Borrowing against residuals

ISOs often think of selling residuals when seeking cash to fuel growth, but borrowing against residuals might be a smarter way to go.

"A lot of people don't even know that they have the option of borrowing against their residuals," Putnam said. "It's a way to monetize their portfolio without selling it off. It has always been difficult to convert this value into cash that can be used to fuel growth. And selling off and shrinking the business in order to grow the business seems counterproductive.

"The ISO does not have to dilute his ownership to get working capital. Nor does he have to sell off his portfolio in order to grow his portfolio - which is very costly. The ISO is able to obtain growth funding while keeping 100% of his residual portfolio intact. By borrowing against residuals ... once the debt is paid off, you own your stream free and clear - and you own the growth that has occurred."
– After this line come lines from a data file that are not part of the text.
PR #173, opened 2019-05-15
add circleci 2.0

szilvesztersimicza:
The CircleCI 1.0 is no longer available. So this is a migration PR to upgrade to CircleCI 2.0.
https://circleci.com/sunset1-0/


.circleci/config.yml
```diff
@@ -0,0 +1,114 @@
+version: 2.0
+
+install: &install
```
richm: what does the `&install` here mean? I'm not familiar with this syntax

.circleci/config.yml
```diff
@@ -0,0 +1,114 @@
...
+      - run: *missingdeps
+      - checkout
+      - run: *install
+      - run: *test
+      - store_test_results:
+            path: coverage
+      - store_artifacts:
+            path: coverage
+
+  "ruby-2.3.8":
```
richm: Do we really need to test ruby 2.3 and earlier?  What major platforms still require ruby 2.3 and earlier?

.circleci/config.yml
szilvesztersimicza: It is like a reference or label, so defined once and used many times.

.circleci/config.yml
szilvesztersimicza: It was in the  circleci 1.0 config file, just migrated them to the 2.0 config.
We will be more than happy throw old ruby versions away.

szilvesztersimicza:
I have done some updates. Please Review it and if its correct please merge it! 
Thank You!

PR #182, opened 2019-07-18
Update kubeclient version

baileyjensen-wk:
## Title
Update kubeclient version

### Problem
The previous version does not have the same breadth of capabilities that the up-to-date version has.

### Solution
Change the kubeclient version being used to the most up to date version.
(I would also be open to using slightly older kubeclient versions if there is good reason for doing so, but the current version is extremely out of date.)


richm:
closed in favor of https://github.com/fabric8io/fluent-plugin-kubernetes_metadata_filter/pull/185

Anna Solomon of Fast Transact said her company sought financing from a small local bank and got it. Fast Transact paid its loans on time, but the bank was unable to issue enough debt to cover Fast Transact's needs. So the company turned to Resource Finance.

"While I would not normally go after such high-interest debt financing, it solved our immediate growth problems," Solomon said. "Now that our profitability is paying for the loans, and keeping us cash-flow positive, we will probably not need this type of financing in the future. ... I don't have any regrets." It's the easiest way to get financing over $50,000 in a pinch, she added.

In addition to financial institutions, some processors will make loans against residuals or even buy residual streams. "If that resource is available to an ISO, they should certainly look into it," Montgomery said. "They should consider all aspects of the deal, though. There is a certain loss of control. It may be difficult to change processors, for example, so you need to weigh the fact that you're putting all your eggs in one basket."

Selling residuals

Sometimes an ISO needs capital, but it can't assume its residual checks will continue in the same frequency and volume as in the past. Or, an ISO may just not want to commit to increased debt. For those situations, portfolio sales, in whole or in part, may be the best option.

An ISO's owner might want to leave the industry or retire, have an immediate financial need, such as medical bills, or want to diversify investments into another area. "We had one ISO recently that wanted to buy a building," Montgomery said. "Sometimes an ISO needs to get a balance sheet in order, for example, if they are trying to get a bank loan. Selling a piece of the portfolio is a quick, clean way to do that."

Speed is also an advantage: Only those who understand the industry buy portions of residual portfolios, so an ISO doesn't have to educate its potential financier. Calpian, for example, can have funding to an ISO within a week.

Additionally, for many entrepreneurs, control is a vital component of any deal. In many financing arrangements, an ISO must give up varying degrees of control of its business. Some ISOs resort to merging with larger acquirers. Companies like Calpian help ISOs stay in control, Montgomery said. "Our philosophy is that no one knows the ISO business better than the ISO."

Several viable financing options for growing ISOs exist. The more informed the ISO, the greater the odds it will secure the right loan to help it carve out a lucrative niche in today's competitive payments environment.